Studies have shown that revealing some information, even when it’s unrelated to the negotiation, increases the outcome. You don’t have to put all of your cards on the table at the outset. Simply putting something of yourself out there – your hobbies, personal concerns, or hopes – can set a positive tone that’s conducive to gaining agreement.
2. Rank order your priorities.
Typically when we negotiate, we know what our key issues are, and we sequence them. For example, if we’re trying to close a new client, we might say that the price is most important, and if we don’t agree, there’s no use to continue.
Grant recommends another approach called rank ordering. His research shows that you are able to achieve better outcomes by ranking and leaving all the issues on the table and being transparent about it. That way both parties can compare their rankings and determine what the full set of options really are.
In the above example, perhaps you could make trade-offs in scope or travel requirements if the client can’t get to your price.
3. Go in knowing your target price and your walkaway terms.
Galinsky calls your walkaway price (or terms) your reservation price. Your target price is what you’re hoping for. Often we go into negotiations with one or the other – or let our partner start the bidding. This puts us at a huge disadvantage.
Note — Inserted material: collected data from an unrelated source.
PR #5208, opened 2026-08-24
[F118] bound conflicting endorsements per draw on the protocol retrie…

### LINKED ISSUE #5040: [F118] Conflicting endorsements with arbitrary endorsed blocks are accepted and gossiped

---

## Source
AI security-scan **Finding 118** (severity: **minor**). Tracked in `SUBMISSIONS.md` as F118.

**Affected file:** `massa-protocol-worker/src/handlers/endorsement_handler/retrieval.rs`

## Summary
`note_endorsements_from_peer` in `massa-main/massa-protocol-worker/src/handlers/endorsement_handler/retrieval.rs` accepts standalone endorsements after checking signature validity and whether the creator matches the PoS-selected endorser for the relevant `(slot, index)`. Because deduplication is keyed only by `endorsement.id`, a selected endorser can submit multiple conflicting endorsements for the same `(slot, index)` by changing `endorsed_block`, and each variant is treated as fresh data and propagated. The retrieval path also does not verify that `endorsed_block` is known or contextually plausible at this stage. However, the original claim that this automatically pollutes every node's endorsement pool and broadly starves legitimate pool entries is overstated.

## Root cause
The confirmed issue is that `note_endorsements_from_peer` validates standalone endorsements too narrowly on the retrieval path. It verifies signatures and checks that the endorsement creator matches `selector_controller.get_selection(slot).endorsements[index]`, but it does not enforce uniqueness for the same endorser on the same `(slot, index)` when only `endorsed_block` changes.

Because `endorsement.id` is derived from the full signed content, each distinct `endorsed_block` produces a different `endorsement.id`. The cache therefore deduplicates only exact duplicates through `checked_endorsements` and does not detect conflicts at the `(slot, index, creator)` level, allowing multiple conflicting variants from the same valid endorser to be accepted and forwarded.

The retrieval path also does not reject endorsements merely because `endorsed_block` is unknown or implausible. That contextual validation occurs later when endorsements are processed inside a block header, so the original theory that these standalone endorsements are already constrained by an equivalent upstream plausibility check does not hold. By contrast, the broader root-cause claim that all accepted variants necessarily contaminate every node's local pool is not supported, because `EndorsementPool::add_endorsements` retains endorsements only under the wallet-ownership condition identified by the validator.

## Affected code
```rust
/// Process incoming message
fn process_message(&mut self, peer_id: PeerId, message: Vec<u8>) {
    let (rest, message) = match self
        .endorsement_message_deserializer
        .deserialize::<DeserializeError>(&message)
    {
        Ok((rest, message)) => (rest, message),
        Err(err) => {
            debug!(
                "Error while deserializing message from peer {} err: {:?}",
                peer_id, err
            );
            return;
        }
    };
    if !rest.is_empty() {
        debug!("Message not fully consumed");
        return;
    }
    match message {
        EndorsementMessage::Endorsements(endorsements) => {
            debug!("Received endorsement message: Endorsement from {}", peer_id);
            if let Err(err) = note_endorsements_from_peer(
                endorsements,
                &peer_id,
                &self.cache,
                self.selector_controller.as_ref(),
                &self.storage,
                &self.config,
                &self.internal_sender,
                self.pool_controller.as_mut(),
            ) {
                warn!(
                    "peer {} sent us critically incorrect endorsements, \\n                    which may be an attack attempt by the remote node or a \\n                    loss of sync between us and the remote node. Err = {}",
                    peer_id, err
                );
                if let Err(err) = self.ban_peer(&peer_id) {
                    warn!("Error while banning peer {} err: {:?}", peer_id, err);
                }
            }
        }
    }
}
```

## Recommendation
Enforce conflict detection for standalone endorsements at the `(slot, index, creator)` level rather than deduplicating only by `endorsement.id`. Reject and avoid propagating any additional endorsement from the same selected endorser for the same `(slot, index)` once one variant has already been accepted, regardless of differences in `endorsed_block`.

In addition, apply lightweight contextual validation on the retrieval path so that endorsements referencing unknown, unavailable, or clearly implausible `endorsed_block` values are not accepted or gossiped prematurely. If full validation is only possible later during block processing, treat such endorsements as non-propagable until the referenced block becomes known and the endorsement can be validated consistently.

Document the intended handling of conflicting endorsements explicitly, including whether they should be retained only for denunciation purposes, and ensure the gossip path follows that policy to prevent unnecessary bandwidth consumption and propagation of unusable data.

## Why P0 / breaking

peterjah:
…val path

  * [ ] make tests compile
  * [ ] make tests pass 

### DIFF
--- a/massa-protocol-worker/src/handlers/endorsement_handler/cache.rs
+++ b/massa-protocol-worker/src/handlers/endorsement_handler/cache.rs
@@ -3,22 +3,13 @@ use std::{
     sync::Arc,
 };
 
-use massa_models::{endorsement::EndorsementId, prehash::PreHashSet, slot::Slot};
+use massa_models::{
+    config::MAX_ENDORSEMENTS_PER_SLOT_INDEX, endorsement::EndorsementId, prehash::PreHashSet,
+    slot::Slot,
+};
 use massa_protocol_exports::PeerId;
 use parking_lot::RwLock;
 use schnellru::{ByLength, LruMap};
-
-/// Maximum number of distinct endorsements we accept and propagate for a given `(slot, index)`
-/// endorsement draw. An honest drawn endorser signs exactly one endorsement per draw, so several
-/// distinct ones mean it equivocated.
-///
-/// The bound is kept above 1 for two reasons: the denunciation pool needs to see two conflicting
-/// endorsements to build a denunciation, and dropping everything after the first variant would let
-/// an equivocating endorser pick which variant we keep, denying us the endorsement slot when it
-/// endorses a block that is not the parent our block factory settles on. It matches the pool-side
-/// bound (`MAX_ENDORSEMENTS_PER_SLOT_INDEX`) so that the propagation path never becomes the tighter
-/// of the two limits.
-pub const MAX_ENDORSEMENTS_PER_DRAW: usize = 4;
 
 /// Cache of endorsements
 pub struct EndorsementCache {
@@ -38,11 +29,11 @@ impl EndorsementCache {
     pub fn new(max_known_endorsements: u32, max_known_endorsements_by_peer: u32) -> Self {
         Self {
             checked_endorsements: LruMap::new(ByLength::new(max_known_endorsements)),
-            // one entry per draw holds up to `MAX_ENDORSEMENTS_PER_DRAW` ids, so scaling the
+            // one entry per draw holds up to `MAX_ENDORSEMENTS_PER_SLOT_INDEX` ids, so scaling the
             // capacity down keeps this index's memory in line with `checked_endorsements` while
             // covering the same horizon of endorsements
             endorsements_by_draw: LruMap::new(ByLength::new(std::cmp::max(
-                max_known_endorsements / MAX_ENDORSEMENTS_PER_DRAW as u32,
+                max_known_endorsements / MAX_ENDORSEMENTS_PER_SLOT_INDEX as u32,
                 1,
             ))),
             endorsements_known_by_peer: HashMap::new(),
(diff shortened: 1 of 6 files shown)


massa-protocol-worker/src/handlers/endorsement_handler/cache.rs
```diff
@@ -3,15 +3,30 @@ use std::{
...
+/// Maximum number of distinct endorsements we accept and propagate for a given `(slot, index)`
+/// endorsement draw. An honest drawn endorser signs exactly one endorsement per draw, so several
+/// distinct ones mean it equivocated.
+///
+/// The bound is kept above 1 for two reasons: the denunciation pool needs to see two conflicting
+/// endorsements to build a denunciation, and dropping everything after the first variant would let
+/// an equivocating endorser pick which variant we keep, denying us the endorsement slot when it
+/// endorses a block that is not the parent our block factory settles on. It matches the pool-side
+/// bound (`MAX_ENDORSEMENTS_PER_SLOT_INDEX`) so that the propagation path never becomes the tighter
+/// of the two limits.
```
Leo-Besancon: If there isn't any reason for this one to be greater than `MAX_ENDORSEMENTS_PER_SLOT_INDEX` I would unify them as a single constant in constant.rs file.

Leo-Besancon (changes requested):
One small comment, looks good otherwise!

massa-protocol-worker/src/handlers/endorsement_handler/cache.rs
peterjah: done!

Leo-Besancon (dismissed):
Thanks, LGTM!

Leo-Besancon (approved):

PR #5209, opened 2026-08-24
[F117] drop stale endorsements before signature and PoS draw verifica…

### LINKED ISSUE #5039: [F117] Improper Validation Order Allows DoS via Replay of Stale Endorsements

---

## Source
AI security-scan **Finding 117** (severity: **medium**). Tracked in `SUBMISSIONS.md` as F117.

**Affected file:** `massa-protocol-worker/src/handlers/endorsement_handler/retrieval.rs`

## Summary
In `massa-main/massa-protocol-worker/src/handlers/endorsement_handler/retrieval.rs`, `note_endorsements_from_peer(...)` verifies endorsements before checking whether they are already too old to be useful. It only excludes IDs already present in `cache.checked_endorsements`, then runs `verify_sigs_batch(...)` and `selector_controller.get_selection(...)` on all remaining endorsements. After that, it applies the freshness test with `get_block_slot_timestamp(...)` and `config.max_endorsements_propagation_time`, so expired but otherwise valid historical endorsements consume CPU and selector lookup work before being discarded. Because `checked_endorsements` is a bounded LRU cache, a remote peer can rotate old endorsement IDs and keep forcing this wasted work.

## Root cause
The main issue is in `massa-main/massa-protocol-worker/src/handlers/endorsement_handler/retrieval.rs` inside `note_endorsements_from_peer(...)`. The function builds `new_endorsements` by checking only whether each `endorsement_id` is absent from `cache_read.checked_endorsements.peek(&endorsement_id)`. This cache gate does not check whether the endorsement is still fresh.

After that early cache check, `note_endorsements_from_peer(...)` immediately performs expensive validation on every item in `new_endorsements`:
- It runs batch signature verification through `verify_sigs_batch(...)`.
- It performs PoS producer validation through `selector_controller.get_selection(endorsement.content.slot)?.endorsements`, then checks `selection.get(endorsement.content.index as usize)` against `endorsement.content_creator_address`.

The freshness filter is applied only later in the same function. It computes the endorsement slot time with `get_block_slot_timestamp(config.thread_count, config.t0, config.genesis_timestamp, endorsement.content.slot)` and keeps only endorsements satisfying `t.saturating_add(config.max_endorsements_propagation_time) >= now`. This means stale endorsements are fully verified first and discarded afterward.

The replay cost can be sustained because the cache used by `note_endorsements_from_peer(...)` is bounded. The finding notes `checked_endorsements` has capacity `2048`, while message batches can be `1024` endorsements and `process_message(...)` passes `EndorsementMessage::Endorsements` batches directly into `note_endorsements_from_peer(...)`. By rotating through more unique historical endorsement IDs than the LRU can retain, an attacker can trigger eviction and cause repeated execution of the same expensive path. The relevant cache update points are `cache_wri …

## Affected code
```rust
/// Process incoming message
fn process_message(&mut self, peer_id: PeerId, message: Vec<u8>) {
    let (rest, message) = match self
        .endorsement_message_deserializer
        .deserialize::<DeserializeError>(&message)
    {
        Ok((rest, message)) => (rest, message),
        Err(err) => {
            debug!(
                "Error while deserializing message from peer {} err: {:?}",
                peer_id, err
            );
            return;
        }
    };
    if !rest.is_empty() {
        debug!("Message not fully consumed");
        return;
    }
    match message {
        EndorsementMessage::Endorsements(endorsements) => {
            debug!("Received endorsement message: Endorsement from {}", peer_id);
            if let Err(err) = note_endorsements_from_peer(
                endorsements,
                &peer_id,
                &self.cache,
                self.selector_controller.as_ref(),
                &self.storage,
                &self.config,
                &self.internal_sender,
                self.pool_controller.as_mut(),
            ) {
                warn!(
                    "peer {} sent us critically incorrect endorsements, \\n                    which may be an attack attempt by the remote node or a \\n                    loss of sync between us and the remote node. Err = {}",
                    peer_id, err
                );
                if let Err(err) = self.ban_peer(&peer_id) {
                    warn!("Error while banning peer {} err: {:?}", peer_id, err);
                }
            }
        }
    }
}
```

## Recommendation
Reject stale endorsements as early as possible in `note_endorsements_from_peer(...)`, before any expensive validation such as `verify_sigs_batch(...)` or `selector_controller.get_selection(...)`. Use the endorsement slot to compute freshness first and discard any endorsement that already exceeds `config.max_endorsements_propagation_time`, so expired data cannot consume signature-verification or selector resources.

To prevent repeated processing of replayed stale endorsements, ensure the deduplication strategy also covers expired items, rather than relying only on `checked_endorsements` after costly validation. Consider maintaining lightweight tracking or rate-limiting for stale endorsement replays so LRU eviction cannot be abused to re-trigger the same work indefinitely.

Additionally, review cache sizing and peer-level limits for endorsement batches to reduce cache churn and limit the effectiveness of replay-based resource exhaustion.

## Why P0 / breaking

peterjah:
…tion

  * [ ] make tests compile
  * [ ] make tests pass 

### DIFF
--- a/massa-protocol-worker/src/handlers/endorsement_handler/retrieval.rs
+++ b/massa-protocol-worker/src/handlers/endorsement_handler/retrieval.rs
@@ -122,6 +122,19 @@ impl RetrievalThread {
         match message {
             EndorsementMessage::Endorsements(endorsements) => {
                 debug!("Received endorsement message: Endorsement from {}", peer_id);
+                // Discard endorsements that are already too old to be useful before doing
+                // any expensive work on them (signature verification, PoS draw lookup):
+                // otherwise a peer could replay arbitrary amounts of old endorsements
+                // to make us burn CPU, cycling through IDs faster than the
+                // `checked_endorsements` cache can remember them.
+                let now = MassaTime::now();
+                let endorsements: Vec<_> = endorsements
+                    .into_iter()
+                    .filter(|endorsement| is_endorsement_fresh(endorsement, &self.config, now))
+                    .collect();
+                if endorsements.is_empty() {
+                    return;
+                }
                 if let Err(err) = note_endorsements_from_peer(
                     endorsements,
                     &peer_id,
@@ -152,6 +165,24 @@ impl RetrievalThread {
         self.peer_cmd_sender
             .try_send(PeerManagementCmd::Ban(vec![*peer_id]))
             .map_err(|err| ProtocolError::SendError(err.to_string()))
+    }
+}
+
+/// Returns true if the inclusion slot of the endorsement is recent enough for the
+/// endorsement to still be worth processing (see `max_endorsements_propagation_time`).
+fn is_endorsement_fresh(
+    endorsement: &SecureShareEndorsement,
+    config: &ProtocolConfig,
+    now: MassaTime,
+) -> bool {
+    match get_block_slot_timestamp(
+        config.thread_count,
+        config.t0,
+        config.genesis_timestamp,
+        endorsement.content.slot,
+    ) {
+        Ok(t) => t.saturating_add(config.max_endorsements_propagation_time) >= now,
+        Err(_) => false,
     }
 }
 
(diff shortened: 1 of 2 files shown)


Leo-Besancon (approved):
LGTM!

PR #5210, opened 2026-08-25
fix(protocol): ban peers sending messages with trailing bytes

### LINKED ISSUE #5147: Followup for F120 / F128: Ban peers sending messages with trailing bytes
In PR https://github.com/massalabs/massa/pull/5105, we fixed an issue regarding trailing bytes on message received.
We kept the PR minimal, so didn't ban peers that sent us malformed messages. This should be done in a separate PR.

0xB19:
## Summary

Follow-up of #5105, closes #5147. That PR stopped messages with trailing
bytes from tearing down the shared retrieval threads, but deliberately
kept the change minimal and did not sanction the sender. This PR adds the
ban.

## Change

The four deserialization sites that detect trailing bytes (block,
operation, endorsement and peer management handlers) now warn with the
peer id and trailing byte count, then ban the sender, following the
existing "critically incorrect payload → warn + ban" pattern already used
for invalid signatures. Block, operation and endorsement handlers reuse
their existing ban helpers; the peer management loop bans directly since
it owns `peer_db` and `active_connections`.

## Testing

- Four new tests in `ban_nodes_scenarios` (one per handler), using a new
  test-universe helper that appends junk bytes after a valid serialized
  message. Each test asserts the peer is disconnected and banned, and
  that the message content is not processed (`.never()` on the downstream
  controllers).
- Verified the tests fail (hang on the ban waitpoint) without the fix.
- Full `massa_protocol_worker` suite passes (64 tests), clippy and fmt
  clean.
- Full CI suite green on this PR (including the `full` test job).

## Risk

Low: compliant peers never send trailing bytes, and the path is only
reachable for messages that deserialize successfully with leftover bytes.
One point for reviewers: with this change, extending an existing message
type by appending fields would make old nodes ban newer peers; message
evolution must keep going through new message type ids instead.

---

  * [x] make tests compile
  * [x] make tests pass

### DIFF
--- a/massa-protocol-worker/src/handlers/block_handler/retrieval.rs
+++ b/massa-protocol-worker/src/handlers/block_handler/retrieval.rs
@@ -151,12 +151,16 @@ impl RetrievalThread {
                                 // A valid message prefix followed by trailing bytes must not
                                 // tear down this long-lived shared retrieval thread (doing so
                                 // would let a single peer deny block handling for everyone).
-                                // Skip the malformed message and keep serving other peers.
+                                // A compliant peer never sends trailing bytes, so ban the
+                                // sender and keep serving other peers.
                                 warn!(
-                                    "peer {} sent a block message with {} unexpected trailing byte(s); ignoring it",
+                                    "peer {} sent a block message with {} unexpected trailing byte(s); banning it",
                                     peer_id,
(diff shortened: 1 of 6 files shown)


Leo-Besancon (approved):
LGTM, thank you!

It’s critical to do the research ahead of time here. You need your research to be based on firm data, as not only will it provide more confidence and power to you, but it also reduces the chance that you’ll throw something crazy out there. By knowing your own range, it will help you make better decisions in the moment, and be clear about your limits.
4. Make the first offer.
This is one piece of advice that clearly defies conventional wisdom. In negotiations, information is often equated with power. We believe it’s best to extract as much as possible from the other person before tipping our own hand.
Grant and Galinsky both agree that the research is clear on this point: people who make first offers get better terms that are closer to their target price. The reason is the psychological principle of anchoring. Whatever the first number is on the table, both parties begin to work around it. It sets the stage.
Often we are reluctant to go first because we may be way off, and disengage the other party. But Galinksy notes that this does not play out in the research. He said that most people make first offers that aren’t aggressive enough.
There’s a reason we have the adage, “you get what you pay for.” Higher prices make the buyer focus on the positives, while lower ones invite focus on the downsides. In other words, we find data that supports this anchor. (Consider real estate: a high-priced home makes us look at all the desirable qualities, while a below-market offering brings up a bad location or needed repairs.)
Galinsky says that ideally the best first offer is one that’s just outside your partner’s reservation price, but not so far that they have sticker shock.
5. Don’t counter too low.
If you aren’t able to make the first offer, then you need to also protect yourself against the anchoring effect. Caution: most people go too low, too quickly. Your counter should be based on the same information you would have used if you’d made the first offer, Galinsky says.
You may also want to consider re-anchoring, as Grant puts it. Let the other person know that their offer is way off, and go back in with a new reset. It also may be helpful to call out what you’re observing to redirect the conversation, i.e. you may be trying to test my thinking with that first offer, but here’s more of what I had in mind.
6. Counter offers make both parties more satisfied.
Every buyer wants to feel that they got a good deal; every seller wants to feel as if they drove a hard bargain. Parties are most satisfied on both fronts if there was some back and forth. This may come as a surprise if you’re someone who abhors negotiation.
Galinsky even advises that you shouldn’t take the first offer, even if it meets your needs. By going back and asking for concessions you can ensure that you got the best deal, and increase your partner’s satisfaction as well. More satisfied partners are more likely to work harder and be more committed to the end result, which is the ideal outcome from the start.
What do you think of these negotiation tactics?